Burke’s deep, rich voice is immediately cut off by the first verse of Carl Anderson’s “Superstar” from the “Jesus Christ Superstar” soundtrack. If this recording of Reverend Burke’s radio show from 1971 doesn’t convey Canterbury House’s blend of musical innovation and spirituality, I don’t really know what could.
Burke’s radio show, along with a litany of purely magical musical performances recorded right at Canterbury House’s late 1960s coffee shop location at 330 Maynard in Ann Arbor, were recently unearthed by the Michigan History Project. The seven-inch reel-to-reel tapes were previously owned by an independent collector, then they were lost for a few years, until MHP found them in the hands of a musician and immediately got to work converting them to a digital format and then preserving the original tapes.

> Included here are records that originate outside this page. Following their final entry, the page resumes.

PR #44354, opened 2025-02-19
Introduce TestSliceTestContextBootstrapper for test slices

quaff:


spring-boot-project/spring-boot-test/src/main/java/org/springframework/boot/test/context/TestSliceTestContextBootstrapper.java
```diff
@@ -0,0 +1,72 @@
...
+			.resolve();
+		Assert.notNull(this.annotationType, "'%s' doesn't contain type parameter of '%s'"
+			.formatted(getClass().getName(), TestSliceTestContextBootstrapper.class.getName()));
+		try {
+			this.propertiesMethod = this.annotationType.getDeclaredMethod("properties");
+			Assert.state(this.propertiesMethod.getReturnType() == String[].class,
+					"Method '%s.properties()' should return String[]".formatted(this.annotationType.getName()));
+		}
+		catch (NoSuchMethodException ex) {
+			throw new RuntimeException(
```
quaff, line 54: I need advice for exception type and message.

nosan: You can simplify things a little bit

```java
public class TestSliceTestContextBootstrapper<A extends Annotation> extends SpringBootTestContextBootstrapper {

	private final Class<A> annotationType;


	@Override
	protected String[] getProperties(Class<?> testClass) {
		MergedAnnotation<A> annotation = MergedAnnotations.search(SearchStrategy.TYPE_HIERARCHY)
			.withEnclosingClasses(TestContextAnnotationUtils::searchEnclosingClass)
			.from(testClass)
			.get(this.annotationType);
		return annotation.getStringArray("properties");
	}

}
```

quaff: Yes, I have considered this way, but I think it's better to keep the logic in `TestContextAnnotationUtils`, WDYT?

nosan: > but I think it's better to keep the logic in TestContextAnnotationUtils, WDYT?

Honestly, I don't see any issues with using `MergedAnnotations.search(...)` instead of
`TestContextAnnotationUtils`. On one hand, it would be nice if the Spring Framework
could provide this functionality, but it does not make the situation significantly better.
Considering that it is used only once in a single place, IMO, it is too much to ask to add it to the Spring Framework.

Also, this PR is still in a _draft_ state, and there is no feedback from the Spring Boot team regarding
this enhancement, so maybe it makes sense to wait for feedback first and then ask the Spring Framework team to
add something.

quaff: Updated as you suggested, thank you @nosan

wilkinsona:
Thanks very much, @quaff.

MHP is constantly on the lookout for more tapes in a quest to preserve the cultural memory of Canterbury House before all the original recordings from the era are lost, according to the president Alan Glenn. MHP is currently in talks with a record company and is hoping to issue the tapes as part of a deluxe vinyl release series. Sadly, some of these new recordings might not see the light of day due to copyright restraints.
[spotify:https://open.spotify.com/user/mcharm8/playlist/6gvuUVcH4CZqMoohOg9BLi?si=KIuWF9IlRhahd4xlyPZh3A]
“We’re (trying to release the material) mainly to further our mission of preserving and publishing the history of Michigan — and also because it’s so incredibly cool!,” Glenn wrote in an email interview. “Seriously though, people’s mistaken expectations that their old tapes, films, photos and the like are worth a lot of money is a big problem for historical preservation … This stuff rots away in a musty attic or basement until it turns to crumbling, moldy dust. That’s a tragedy, because when history is lost, it’s gone forever.”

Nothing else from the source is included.